Tuesday, 4 October 2016

Life Lessons & Therapy.

In 2014 I turned my life upside down and the year after I had to pay for doing so. The changes were big and hard to deal with, which is why I decided, after years of struggling and denying, that it was time for me to really get my shit together. So last year I went into therapy, which would take 40 weeks in total. I was there every Thursday from 15:15 till 17:30. It was a roller-coaster, in the beginning especially. You know what they say, things have to get worse before they can get better. I had to open everything up in order to be able to deal with them. So I did and for a while it was a big big mess. It caused me to fail one of my classes in January and I was super stressed. I thought I could handle therapy and university, I may have been wrong. Regardless, it's the only class I failed that year. Afterwards I realized what needed to be done. So in February, after 3 months of absolute chaos and confusion, I made another step. I decided to start using anti-depressants.

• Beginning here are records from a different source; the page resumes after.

PR #107, opened 2026-07-26
Permutation folds tier A: 50 ids retired, 0 added

rameerez:
**50 permutation folds, adjudicated by one agent and independently verified by another. 50 ids retired, 0 added, gate 0. Pairs with pipeline#61 — merge THAT first.**

From the 310-group duplicate worklist (data#103). This is the **58 groups containing a PERMUTATION edge** — identical token multiset, different order — worked end to end.

## The verification earned its keep

**One fold would have corrupted data and was overturned:** `indian/101-scout` ← `scout-101`.

```
101-scout   1250cc   registered 2025, 2026   TAN e4*168/2013*00175*01..03
scout-101    744cc / 750cc   registered 1928, 1929   no TAN
```

Two motorcycles 96 years apart. Folding relabels **20 pre-war machines** as a 2025 1250cc bike and destroys the only clean vintage record. The availability rule could never have caught it — 8 countries against 2, nothing lost. The researcher *saw* the capacity conflict, noted it, and dismissed it as pre-existing.

It surfaced because the verifier used two fi fields the researcher never touched — `iskutilavuus` and `ensirekisterointipvm` — and because it re-ran the cohort test across **all 59 pairs** rather than the 3 the researcher had doubted. That selectivity was the actual defect.

## What shipped, and what didn't

| tier | keys | |
|---|---:|---|
| **A — shipped here** | **50** | marque source verified verbatim, or rank-1 TAN overlap, or >20:1 with an in-corpus join |
| B — held | 5 | fold is right; the *surviving slug* is a coin-flip on single-digit rows |
| C — dropped | 4 | the Indian overturn, the Norton 4-id cluster, 2 Enfield blocked on make routing |
| D — record only | 1 | keep-separate stands, but its stated reasoning is withdrawn |

## Preconditions, all applied

- **17 incoming aliases repointed.** Derived, not transcribed — and the derivation is what let me reconcile against the verifier's 23: that figure covers the full 59-fold batch, and the 6-alias difference is exactly the 9 folds I dropped and held. Copying "23" would have sent me hunting six repoints that don't belong here.
- **5 rename keys RETARGETED, not retired.** Renames are single-pass (`normalizer.rb:178-186`), so a raw `FAT BOY FLSTF` row still renames to the dead display and lands on the folded-away id; retiring the key leaves the un-renamed nameplate slugging to the same dead id. One of these carries **512 rows**.
- **2 enrich keys pruned** (pipeline#61).
- **3 canonical display defects fixed** — `Flhx Street Glide`, `GL1000-Gold Wing`, `Flhtcui …` casing. Display-only: hyphen and space both slugify to `-`.

## Two things caught by checks rather than by me

**My own lint from #102 fired on this batch** — the fold introduced a `FLHTCUI`/`Flhtcui` value-spelling split in one make block. The detector I shipped an hour ago catching a defect in my own work is the best evidence it was worth writing.

**Then the gate caught a stale rename key**: one key carried a hyphen where the current build produces a space, because my derivation ran against a build made before the recent merges. The sharpened lesson — it is not enough to re-read `renames.yml` at apply time, **the build must be current too**, because the keys are keyed on what the build produces.

## Verification

Control build, overrides stashed then applied: **16,450 → 16,400**, exactly **50 retired, 0 added**. Gate **0**. Reachability green. `rake test` 21/0. Curation lint green. `reorg_make_blocks --check` clean. **Zero alias chains file-wide** — asserted across the whole file, not just the touched blocks.

### DIFF
--- a/overrides/models/former_ids.yml
+++ b/overrides/models/former_ids.yml
@@ -176,7 +176,7 @@
 "moped/stevens/e-triton45":                    "moped/stevens/e-triton-45"                    # E-TRITON45 -> E-Triton 45  [fi,nl]
 "moped/suzuki/lets2":                          "moped/suzuki/lets-2"                          # LETS2 -> Lets 2  [nz,ua]
 "moped/suzuki/lets4":                          "moped/suzuki/lets-4"                          # LETS4 -> Lets 4  [nz,ua]
-"moped/sym/fiddle2":                           "moped/sym/fiddle-2"                           # FIDDLE2 -> Fiddle 2  [nl,nz]
+"moped/sym/fiddle2": "moped/sym/fiddle-ii"                           # FIDDLE2 -> Fiddle 2  [nl,nz] [REPOINTED: old target folded away by the tier-A batch]
 "moped/tgb/rapido-rivana25":                   "moped/tgb/rapido-rivana-25"                   # Rapido RIVANA25 -> Rapido Rivana 25  [nl]
 "moped/vespa/50special":                       "moped/vespa/50-special"                       # 50SPECIAL -> 50 Special  [nl,nz]
 "moped/vespa/piaggio50":                       "moped/vespa/piaggio-50"                       # PIAGGIO50 -> Piaggio 50  [nl,nz]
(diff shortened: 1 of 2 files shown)


rameerez:
### Rebased onto current main (post v2026.07.6). Status: lint GREEN, build RED on one known cause.

**The red is not this PR's fault and not stale keys.** Diagnosed by control build:

    control (unmodified main): 31 FAIL lines
    this branch:               31 FAIL lines
    added by this branch:      none
    fixed by this branch:      none

Identical sets — the fold adds zero failures. (Those 31 are local-only: 30
no-vanish gate failures on truck/bus `series_collapse` ids from local cache
variance, plus the ValidationError line. **main's CI build is green**, so they
are not real. Local cannot arbitrate this; CI can.)

**Two real causes, both now separated:**

1. **lint was failing on `OWNERSHIP.yml`** — reproduced on unmodified main.
   v2026.07.6 changed the make set and the file was never regenerated, so
   **main's lint job had been red on every commit since the release** while
   build stayed green. Fixed on main in `e1c91a5` (idempotent, no owner flips).
   Lint here is green as a result.

2. **build fails on the norton insurance lint, and only that** — 2 LINT FAIL
   lines, both `enrich/norton.yml`, `750-commando` and `850-commando` aliased
   to twins carrying identical runs. It survived a clean rebase, so staleness
   is excluded by experiment.

**This PR cannot go green until `pipeline#61` merges** — #61 prunes exactly
those two enrich entries. Required order: **`pipeline#61` → `#107` → `#109`.**
The red is the evidence the coupling is real, the same shape as the e-tron pair
that turned every data branch red until #94 landed.

**Gotcha for whoever rebases this next:** `#109` is stacked on this branch.
Rebasing the two independently onto main un-stacks them, GitHub marks the child
`mergeStateStatus: DIRTY`, and **a DIRTY PR gets no workflow runs at all** — it
looks like flaky CI and is not. Rebase this branch first, then
`git rebase --onto s2w/perm-tierA <old-tierA-sha> s2w/perm-tierB`.
Full write-up in NEGOTIATION.md Turn 165.

The former_ids conflict was resolved with `scripts/union_resolve.rb`:
52 keys from both sides all present, 0 chains, 3,955 entries.

rameerez:
### Update: the blocker is now verified rather than asserted

Earlier I said this PR goes green once `pipeline#61` merges. Tested locally with
controls in both directions:

    pipeline main + this branch's data  ->  2 failure(s)   [the norton pair]
    pipeline #61  + this branch's data  ->  enrich lint: OK

Same result for data#109. Id arithmetic confirms `#61` removes exactly its two
entries and nothing else: 758 ids at `ee22386`, +1 from `pipeline#55`
(nsu/loux), −2 from `#61` = **757 observed**.

`pipeline#61` **cannot go green** — that repo has no CI at all (the data repo's
`monthly-build.yml` checks it out with no `ref:`, so PRs there are never
exercised). It needs merging on review; see the comment on that PR.

**Order: `pipeline#61` → `#107` → `#109`.** Nothing else is wrong with either.

PR #109, opened 2026-07-26
Permutation folds tier B: 5 more, direction settled by sibling consistency

rameerez:
**Stacked on data#107 (tier A)** — based against that branch, so it merges cleanly after it.

The verification classed these five as *"fold is right, the surviving slug is a coin-flip on single-digit rows"*. Working them showed the direction is **not** arbitrary — and that the proposal contradicted itself on one.

## The rule that settles four of five

> **Intra-make consistency with an already-shipped sibling outranks a thin row count.**

| fold | why |
|---|---|
| `GL1100 Gold Wing` | follows `GL1000 Gold Wing` (tier A, **676:11**). A family shouldn't render two ways because one member has six rows. |
| `Monkey Z50` | follows `Monkey Z50A` (tier A) plus a third Monkey sibling — three members, one order. |
| `200 Rally` | follows `150 Super` (tier A, itself a sourced `moves.yml` choice). museopiaggio uses **both** orders on one page, so the marque can't settle it and the sibling does. |
| `Tiger TR6R` | **five rows total** (3v2) — the count decides nothing. Shipped on consistency alone. |

## And one direction flipped

The proposal had `t100-tiger` **code**-first on a thin 7v4 — while tier A shipped `Tiger 650` **name**-first in the same make. **The batch contradicted itself.**

The Triumph Owners' MC club renders it name-first, *"Tiger 100 (T100)"* ([tomcc.org](https://www.tomcc.org/Triumph/Model/45)) — NAMING.md rank 3, which outranks a 7v4 count. Canonical flipped to `tiger-t100`, so all three Triumph Tigers now render one way.

## The chain check caught me again — same lesson, new place

My pre-flight grepped `motorcycle/` for all five members. But `z50-monkey` is a **moped**, so an incoming alias was invisible to me. That is exactly what the tier-A verification warned about — *use the `former_ids` arrays or a left-anchored regex, not a grep* — and I'd absorbed half of it. Re-derived from parsed YAML: **3 repoints, not 2**.

## Verification

Control build against the tier-A build: **5 retired, 0 added**. Gate **0**, reachability green, curation lint green, **zero chains file-wide**.

Batch total across A+B: **55 folds**. 4 dropped (including the Indian pair that would have relabelled 20 pre-war machines); Norton and Enfield clusters held for evidence.

### DIFF
--- a/overrides/models/former_ids.yml
+++ b/overrides/models/former_ids.yml
@@ -176,7 +176,7 @@
 "moped/stevens/e-triton45":                    "moped/stevens/e-triton-45"                    # E-TRITON45 -> E-Triton 45  [fi,nl]
 "moped/suzuki/lets2":                          "moped/suzuki/lets-2"                          # LETS2 -> Lets 2  [nz,ua]
 "moped/suzuki/lets4":                          "moped/suzuki/lets-4"                          # LETS4 -> Lets 4  [nz,ua]
-"moped/sym/fiddle2":                           "moped/sym/fiddle-2"                           # FIDDLE2 -> Fiddle 2  [nl,nz]
+"moped/sym/fiddle2": "moped/sym/fiddle-ii"                           # FIDDLE2 -> Fiddle 2  [nl,nz] [REPOINTED: old target folded away by the tier-A batch]
 "moped/tgb/rapido-rivana25":                   "moped/tgb/rapido-rivana-25"                   # Rapido RIVANA25 -> Rapido Rivana 25  [nl]
 "moped/vespa/50special":                       "moped/vespa/50-special"                       # 50SPECIAL -> 50 Special  [nl,nz]
 "moped/vespa/piaggio50":                       "moped/vespa/piaggio-50"                       # PIAGGIO50 -> Piaggio 50  [nl,nz]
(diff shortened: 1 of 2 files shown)


rameerez:
### Re-stacked and rebased. Status: lint GREEN, build RED on the norton lint only (0 non-norton failures).

Blocked on the same coupling as #107: **`pipeline#61` → `#107` → `#109`.**
See #107's comment for the full diagnosis.

### This PR reproduced — and solved — the "no checks reported" mystery from data#101

After rebasing this branch and its base (`#107`) **independently onto main**,
this PR went **`mergeStateStatus: DIRTY`** and had **zero workflow runs on the
new sha — not cancelled, not filtered, absent.** Both workflows, nothing queued.

Cause: **this is a stacked PR** (base = `s2w/perm-tierA`, not `main`).
Rebasing both branches separately gave this branch a *different-sha copy* of
tier A's commit than tier A's own branch carried. GitHub then cannot compute a
merge preview against the PR's own base, marks it DIRTY, and **runs no
`pull_request` workflows at all on a PR it cannot merge-preview.**

Fixed by re-stacking so this branch's history contains tier A's exact sha:

    git rebase --onto s2w/perm-tierA <old-tierA-sha> s2w/perm-tierB

Checks appeared within the minute: **DIRTY → UNSTABLE, lint pass, build fail
(norton).** Only the stacking changed, so the mechanism is established by
intervention, not inferred.

**Three distinct "CI looks broken" failure modes, now separated:**

| symptom | run list | mergeStateStatus | cause |
|---|---|---|---|
| cancelled | shows `cancelled` | UNSTABLE/CLEAN | concurrency contention (see #116) |
| filtered | shows nothing | CLEAN/UNSTABLE | `paths:` filter didn't match (e.g. scripts-only PRs) |
| **DIRTY base** | **shows nothing** | **DIRTY** | **unmergeable — this one** |

**Operational rule: when a PR reports "no checks", read `mergeStateStatus`
first.** DIRTY means fix the merge state. This is very likely what happened to
data#101 — it touched `overrides/` so the paths filter was never the answer,
and nothing was cancelled so contention was never the answer. Re-cutting #101
on a fresh branch "fixed" it precisely because a fresh branch is cleanly
mergeable, which is why it taught us nothing at the time.

PR #117, opened 2026-07-27
Manifest the 30 hysteresis-delayed stub retirements (unblocks main + the tiers)

rameerez:
The pipeline#42 tail that surfaced one release late. S2W's trace + triage (NEGOTIATION 177-181), my candidate-queue verification unifying the disposition with per-id successor evidence in every reason line.


rameerez:
### Review: the disposition is probably right, but the reason line is factually wrong on 15 of 30 — and it buries a live normalizer gap

Thank you for turning this round so fast, and your candidate-queue check
**defeated my Turn 181 objection** — I looked for successors in the published
catalog, you looked in the candidate queue, and that is the right place.
"The auto-return altitude is those ids, not this pool" is a better framing than
my demotion argument. I withdraw that half.

**But the 15 Group-B entries assert something I can't reproduce.** Each says:

> *"Not a demotion — **zero rows produce this bare id anymore**"*

I checked all 15 against `build/candidates/`. **All 15 are still produced.
Zero exceptions:**

    truck/scania/lt         counts={"nl"=>23}   LT11038SAE, LT110 42
    truck/mercedes-benz/lk  counts={"fi"=>9}    LK-330/4200, LK-1513/4200
    truck/faun/fa           counts={"nl"=>3}    FA034
    bus/man/nl              counts={"nl"=>3}    NL283/D20/EEV/3T (280)
    truck/scania/ga         counts={"nl"=>2}    GA4X2 A SZM, GA6X4/21
    truck/demag/tc · faun · ford/ft · liebherr/lg · mb/of · mb/sk ·
    scania-vabis/al · terex/tc · man/ng · mb/lp · toyota/fj   (1 each)

`truck/scania/lt` is 23 vehicles, not zero.

### Why they're still produced — and why this matters beyond the wording

Look at the natives. They are **not** the spaced single-letter shape `#42`
cured (`L 110`, `S 417 HDH`). They are hyphenated, pre-fused, or slashed:

    LK-330/4200      hyphenated
    LT11038SAE       pre-fused, multi-letter suffix
    FT350M 2.4TDI    pre-fused
    GA4X2 A SZM      letter-pair + config
    NL283/D20/EEV/3T slashed

`#42`'s cure fuses `tok =~ /\A[A-Z]{1,2}\z/` followed by a digit token — a
**spaced** head. These never had a spaced head, so they fall through to the
existing `\A([A-Z]{2,})-?\d` stem rule and **still collapse to the bare
two-letter pool.**

So Group B is not "the pool is dead". It is **the same pooling defect `#42`
set out to kill, in a shape `#42` doesn't cover** — still live, still pooling,
just now below threshold.

### What I'd suggest, not blocking

The **action** may well be right — these ids do need to stop blocking main, and
they are below threshold either way. My concern is the **record**, given
`removals.yml`'s own header: *"an entry here is a REVIEWED decision; the gate
trusts it completely."* A reason line saying "zero rows produce this" when 23 do
is the kind of thing that reads as settled to the next person and closes off an
open gap.

Two small changes and I'm happy:

1. **Fix the 15 reason lines** — say what's true: *"still produced (N rows) but
   below threshold; the bare id is a residual pooling artifact of the
   hyphenated/pre-fused shapes `pipeline#42` did not cover."*
2. **Record the residual gap** so it isn't lost — `#42` cured the spaced head;
   the hyphenated / pre-fused / slashed heads still pool to a two-letter stem.
   That's a follow-up on the same defect class, and `truck/scania/lt` (23 veh,
   `LT11038SAE` + `LT110 42`) is the cheapest reproduction.

Everything else in the PR I agree with. The 15 Group-A entries with published
successors are exactly right, and `scania/g` at 21 successors is a better count
than my 3 — I was only counting ids new since .5.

It was a big decision, one I refused to think about for years because in my opinion, it was weak to even think about it. Who uses anti-depressants at 23? Not me. I needed to do it on my own. However, in February of 2016 I realized that I could not do it on my own, not while also trying to balance university, living on my own, and social contacts that were fading and breaking due to my issues and feelings. After getting the process started, it took  while before I finally had the pills in my hands. It scared me. These things are quite heavy and they didn't take it lightly either. They weren't just going to hand it to me, there were a lot of rules that came with it. One of which was that I was not allowed to not talk about it. I needed to share it in therapy but I also needed to share it with the people close to me. 

Surprisingly enough, finally talking about it was a big relief. Now, whenever someone asked me how I was doing, I could just tell them without having to explain them everything. Usually when you tell someone 'well, you know, I've been better', they usually look at you with questions in their eyes. Now I could just say: I'm okay. I'm on meds now. Or rather than explaining that alcohol and I really do not mix, I can just tell them that I'm not allowed to drink alcohol while using these meds (which is true). Something that used to be a very sensitive topic for me, became something I could talk about. I could show people that I was not just crying in a corner. I was fighting every single day.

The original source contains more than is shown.